◆ **DIRECTIONS FOR THIS TASK**
In the entries that follow, find every line containing "trigger" and copy it.

◆ **DATA FOR PROCESSING**
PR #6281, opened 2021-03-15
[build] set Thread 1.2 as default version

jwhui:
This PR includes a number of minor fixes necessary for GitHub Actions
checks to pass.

...

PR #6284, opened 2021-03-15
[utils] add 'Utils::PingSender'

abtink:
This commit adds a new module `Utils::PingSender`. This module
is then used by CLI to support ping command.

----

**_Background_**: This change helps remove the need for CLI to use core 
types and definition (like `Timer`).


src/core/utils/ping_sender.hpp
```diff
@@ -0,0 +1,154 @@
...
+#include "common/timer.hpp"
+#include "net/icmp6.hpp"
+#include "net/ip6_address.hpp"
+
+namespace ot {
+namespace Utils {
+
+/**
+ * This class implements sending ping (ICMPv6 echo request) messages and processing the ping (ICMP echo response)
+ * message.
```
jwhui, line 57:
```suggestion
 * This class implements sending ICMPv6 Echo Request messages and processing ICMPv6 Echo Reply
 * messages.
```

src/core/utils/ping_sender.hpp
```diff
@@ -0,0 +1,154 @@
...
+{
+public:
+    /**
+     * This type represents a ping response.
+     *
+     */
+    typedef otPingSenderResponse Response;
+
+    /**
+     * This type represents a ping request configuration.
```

---

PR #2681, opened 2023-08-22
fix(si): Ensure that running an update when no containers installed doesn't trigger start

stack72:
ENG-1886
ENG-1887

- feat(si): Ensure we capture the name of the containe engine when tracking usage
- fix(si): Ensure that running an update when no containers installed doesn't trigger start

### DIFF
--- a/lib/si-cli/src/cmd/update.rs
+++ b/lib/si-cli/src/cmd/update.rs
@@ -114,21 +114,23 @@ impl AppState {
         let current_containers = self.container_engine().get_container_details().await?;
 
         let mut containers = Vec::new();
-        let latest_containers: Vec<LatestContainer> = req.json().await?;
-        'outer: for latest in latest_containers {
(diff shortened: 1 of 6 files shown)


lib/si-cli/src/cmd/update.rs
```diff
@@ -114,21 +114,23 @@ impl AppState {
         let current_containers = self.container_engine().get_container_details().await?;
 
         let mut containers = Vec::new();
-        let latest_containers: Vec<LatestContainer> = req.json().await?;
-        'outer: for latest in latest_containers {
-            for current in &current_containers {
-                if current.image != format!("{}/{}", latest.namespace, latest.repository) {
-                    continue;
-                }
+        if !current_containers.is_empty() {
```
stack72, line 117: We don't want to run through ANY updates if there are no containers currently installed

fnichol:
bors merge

◆ **YOUR RESPONSE**
fix(si): Ensure that running an update when no containers installed doesn't trigger start
- fix(si): Ensure that running an update when no containers installed doesn't trigger start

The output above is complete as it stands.